April 13, 2014 8:52 pm
Updated: April 14, 2014 1:47 am

6 birds compete in Vancouver’s official City Bird competition


Six feathered hopefuls are vying to be elected Vancouver’s official City Bird and they need your votes.

Bird enthusiasts gathered in Stanley Park Sunday morning to choose their favourite among six birds that live in Vancouver all year round.

It’s all part of an educational competition geared towards raising awareness about the importance of birds in our ecosystem. The competition is part of Bird Week, which runs from May 3 to 10.

Bird Week will kick off with an official proclamation and walk on Beach Avenue.

Throughout the week, there will be artists’ workshops and art exhibits at the Roundhouse and Hillcrest community centres, closing with a series of walks in Vancouver parks to celebrate World Migratory Bird Day.

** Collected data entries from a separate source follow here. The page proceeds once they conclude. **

PR #644, opened 2020-08-05
Added ClusterRole 

just1689:
Greetings

Love the Lens project. Its fantastic. Thank you for creating the project.

Regarding the pull request:

Added ClusterRole that allows for read only access. This ALSO supports Lens metrics. The default **read only** ClusterRoles  do not always allow metrics to show in Lens because they do not explicitly list Kubernetes sub-resources.

See README.md in the commit for more info.

Cheers
Justin

PR #2327, opened 2021-03-12
YAML Templates in Create Resource dock tab

### LINKED ISSUE #995: YAML Templates in Create Resource dock tab
Create resource controls area should contain `Template` dropdown selector with list of predefined workloads. Clicking any of them would paste yaml template into editor.

template dropdown

pashevskii:
The commit adds the ability to paste the template into Create Resource editor from the prepared list.
Moreover, a user can add his own templates by adding yaml files into <userHome>/.k8slens/tempates/{subfolder: optional}

template

Fixes #995


matti:
one (1) beer deserved, :beer:

src/renderer/components/dock/create-resource.tsx
```diff
@@ -21,6 +25,39 @@ interface Props {
 @observer
 export class CreateResource extends React.Component<Props> {
   @observable error = "";
+  templates:GroupSelectOption[] = [];
+
+  componentDidMount(){
+    let rootPaths: any[]= [];
```
ixrock: Maybe `string[]`?

src/renderer/components/dock/create-resource.tsx
```diff
@@ -21,6 +25,39 @@ interface Props {
...
+
+    for (const store of this.templatesStores) {
+      rootPaths = rootPaths.concat(fs.readdirSync(store).map(value => {return {root: store, value};}));
+    }
+    const ungroupedFiles: any[] = [];
```
ixrock: Here too `string[]`?

src/renderer/components/dock/create-resource.tsx
```diff
@@ -21,6 +25,39 @@ interface Props {
...
+        }
+        else {
+          ungroupedFiles.push({value: absRootPath, label: path.parse(absRootPath).name});
+        }
+      }
+    });
+
+    if (ungroupedFiles.length > 0) {
+      this.templates.push({label: "Ungrouped", options: ungroupedFiles});
+    }
```
ixrock: Would be more readable if we move all these logic to 1-2 methods with clear intention. Maybe `loadTemplates()`?

src/renderer/components/dock/create-resource.tsx
```diff
@@ -30,11 +67,26 @@ export class CreateResource extends React.Component<Props> {
     return createResourceStore.getData(this.tabId);
   }
 
+  // templatesStores - provides list of folders with templates in priority order (first overrides others)
+  get templatesStores(): string[] {
```
ixrock: Probably should be `@computed` field.

src/renderer/components/dock/create-resource.tsx
```diff
@@ -30,11 +67,26 @@ export class CreateResource extends React.Component<Props> {
...
+    const userStore = path.join((app || remote.app).getPath("userData"), "templates");
```
ixrock:
```suggestion
    const templatesBaseDir = path.join((app || remote.app).getPath("userData"), "templates");
```

Nokel81: I think that using `.k8slens/templates` would be better

src/renderer/components/dock/create-resource.tsx
```diff
@@ -21,6 +25,39 @@ interface Props {
...
 export class CreateResource extends React.Component<Props> {
   @observable error = "";
+  templates:GroupSelectOption[] = [];
+
+  componentDidMount(){
+    let rootPaths: any[]= [];
+
+    for (const store of this.templatesStores) {
+      rootPaths = rootPaths.concat(fs.readdirSync(store).map(value => {return {root: store, value};}));
+    }
```
Nokel81:
```suggestion
    const rootPaths = this.templatesStores
      .flatMap(store => (
        fs.readdirSync(store)
          .map(value => ({ root: store, value })
      ));
```

src/renderer/components/dock/create-resource.tsx
```diff
@@ -21,6 +25,39 @@ interface Props {
...
+    const ungroupedFiles: any[] = [];
+
+    rootPaths.forEach((rootPath, index) => {
+      const absRootPath = path.join(rootPath.root, rootPath.value);
+
+      const isOverrided :boolean = rootPaths.map(v => v.value).indexOf(rootPath.value) < index;
```
Nokel81: I don't think we should override the defaults. How about just adding them to the end?

src/renderer/components/dock/create-resource.tsx
```diff
@@ -30,11 +67,26 @@ export class CreateResource extends React.Component<Props> {
...
+    return stores;
+  }
+
   onChange = (value: string, error?: string) => {
     createResourceStore.setData(this.tabId, value);
     this.error = error;
   };
 
+  onSelectTemplate = (item: SelectOption) => {
+    createResourceStore.setData(this.tabId, fs.readFileSync(item.value,"utf8"));
```
Nokel81: I would prefer if this was `async` so as to not block the UI.

src/renderer/components/dock/create-resource.tsx
Nokel81: Furthermore, even though this is in `componentDidMount` I would prefer if it was async.

src/renderer/components/dock/create-resource.tsx
```diff
@@ -30,11 +67,26 @@ export class CreateResource extends React.Component<Props> {
     return createResourceStore.getData(this.tabId);
   }
 
+  // templatesStores - provides list of folders with templates in priority order (first overrides others)
+  get templatesStores(): string[] {
+    const userStore = path.join((app || remote.app).getPath("userData"), "templates");
+    const stores = [];
+
+    if (fs.pathExistsSync(userStore)) stores.push(userStore);
```
Nokel81: This could technically break in subtle ways. I would prefer just recreate it if not present since we handle the "no entries" case explicitly anyway.

src/renderer/components/dock/create-resource.tsx
```diff
@@ -67,6 +119,23 @@ export class CreateResource extends React.Component<Props> {
...
+      <div className="flex gaps align-center">
+        <span>Template</span>
+        <Select
+          autoConvertOptions = {false}
+          className="TemplateSelect"
+          options={this.templates}
+          menuPlacement="top"
+          themeName="outlined"
+          onChange={v => this.onSelectTemplate(v)}
+        />
```
Nokel81:
```suggestion
        <Select
          autoConvertOptions = {false}
          className="TemplateSelect"
          placeholder="Select Template ..."
          options={this.templates}
          menuPlacement="top"
          themeName="outlined"
          onChange={v => this.onSelectTemplate(v)}
        />
```

Nokel81 (commented):
This looks like a very good addition. Can you add the templates from #644 too? Since that PR's author is not responding anymore.

src/renderer/components/dock/create-resource.tsx
pashevskii: No, SelectOption :)

src/renderer/components/dock/create-resource.tsx
pashevskii: No, I use {root: string, value: value} interface to handle store (built-in of user paths)  of current folder/file. 
I'll fix it.

src/renderer/components/dock/create-resource.tsx
pashevskii: How about adding a badge to templates created by the user?
image
It seems I should work on alignment, it is just a prototype

src/renderer/components/dock/create-resource.tsx
pashevskii: I just took from [here](https://github.com/lensapp/lens/blob/a9a5766920dc055bdd8e27034fa427728ab1da49/src/renderer/components/dock/install-chart.tsx#L152) 
Should I fix selects here?

src/renderer/components/dock/create-resource.tsx
Nokel81: Could you have both then? `ConfigMap user` and `ConfigMap Lens`?

pashevskii: So built-in templates will be not marked, only created by the user, also the group can include two templates with the same name but are from different sources (lens/user), no overrides at all, right?

Nokel81: Oh I meant the built in ones to be marked but not marked is better, I agree.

The winner of the City Bird competition will be featured on buttons during next year’s Bird Week. Vancouver residents can vote online for their favourite bird until May 3.

Each bird has taken to social media to promote themselves using the hashtag #vancitybird on Twitter.

Meet the birds:

Anna’s Hummingbird

Anna’s Hummingbirds are tiny, but highly showy, Vancouver birds. They’re bright and colourful, fearless around humans, and the males will swoop up 130 feet in the air and then dive to the ground to woo the ladies.

Black-Capped Chickadee

The cute Black-Capped Chickadee is a can-do bird who loves to explore and is always the first to find a feeder in the area. It’s a social, popular bird who lives in the forest, hides food to eat later, and has a well-known whistled song.

Pileated Woodpecker ‏

The stately Pileated Woodpecker is the largest of the City Bird candidates, and lives exclusively in mature forests. The holes it pecks provide homes and nests for many other bird species.

GALLERY: Vancouver’s City Bird nominees

Varied Thrush ‏

Though brightly coloured, the Varied Thrush is a shy bird whose song is often described as a “sad referee’s whistle.” It spends the winter at sea level, then heads up mountains to breed in spring.

Northern Flicker ‏

The Northern Flicker is at home in both forest and urban environments, eating and living easily in both, and is unafraid to squawk at its human neighbours. A cousin of the Pileated Woodpecker, the Flicker also pecks holes that other species use to survive.

Pacific Wren

In 2010, Pacific Wrens were split off as their own species from the Winter Wren family. The brown Pacific Wren is a shy and solitary bird, hiding in its forest habitat and avoiding people. However, despite its tiny size, its voice is enormously powerful.

Last year’s official elected City Bird was the Northwestern Crow.